Transcatheter aortic valve replacement has markedly improved the lives of many patients with severe aortic stenosis.

Fifteen years ago, Alain Cribier, MD, and colleagues performed the first transcatheter aortic valve replacement in 2002 at Charles Nicolle University Hospital, University of Rouen, France. In the intervening years, TAVR has changed the landscape of CV medicine and brought a new treatment option for patients with aortic stenosis.

Bernhard Meier

“TAVR is ... besides coronary angioplasty, the most important cardiac intervention by catheter,” Bernhard Meier, MD, senior consultant and former chairman of the department of cardiology at the University Hospital of Bern, Switzerland, told Cardiology Today’s Intervention. “TAVR is a brilliant idea, and it will completely replace surgery for isolated degenerative aortic valve replacement.”

An Unmet Need

Before the development of TAVR, options were limited for many patients with severe aortic stenosis. Surgical AVR was considered the best choice, but a large subset of patients were considered too high risk for surgery. Balloon valvuloplasty worked in some patients, but the results generally were not durable.

“There was a substantial number of patients in whom there was an unmet clinical need,” David R. Holmes Jr., MD, MACC, consultant in the division of cardiology, department of medicine, and professor of medicine at Mayo Clinic, and past president of the American College of Cardiology, told Cardiology Today’s Intervention. “Since aortic balloon valvuloplasty did not meet the clinical needs of most patients, there was great interest in the development of catheter-based approaches for replacing the valve. A long period of development led to the introduction of TAVR in 2002 by Cribier, who had initially popularized aortic balloon valvuloplasty.”

As reported by Cribier and colleagues in Circulation in 2002, the first patient was a 57-year-old man with calcified aortic stenosis, cardiogenic shock, subacute leg ischemia and other comorbidities who had failed balloon valvuloplasty and was deemed ineligible for surgery.
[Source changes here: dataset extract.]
PR #800, opened 2026-01-06
fix(vicinae): updated vicinae settings to new format

xaiyadev:
Vicinaes settings won't load because they changed their formatting about themes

The valve used, developed by Percutaneous Valve Technologies Inc., and acquired in 2004 by Edwards Lifesciences, was described as consisting of “three bovine pericardial leaflets mounted within a tubular, slotted, stainless steel balloon-expandable stent, 14 mm in length, designed to achieve a diameter of 21 to 23 mm.”

Dramatic Growth

After the concept of TAVR was proved, there was “a dramatic increase in the number of technologies that could be used to improve what had been temporary results from balloon aortic valvuloplasty to longer-term efficacy in a broader group of patients,” Holmes said.

David R. Holmes Jr.

TAVR technologies were approved in 41 other countries before the FDA approved a TAVR system for the first time, a balloon-expandable valve (Sapien, Edwards Lifesciences), in 2011. A self-expanding valve (CoreValve, Medtronic) followed in 2014. Initially, both technologies were approved in patients considered inoperable or at extreme risk for surgery. Their indications were later expanded to include patients at high risk for surgery, and eventually patients at intermediate risk. Both platforms, which have gone through multiple generations, each with improved results, are now being tested in low-risk patients. A third platform (Lotus, Boston Scientific) is under review by the FDA.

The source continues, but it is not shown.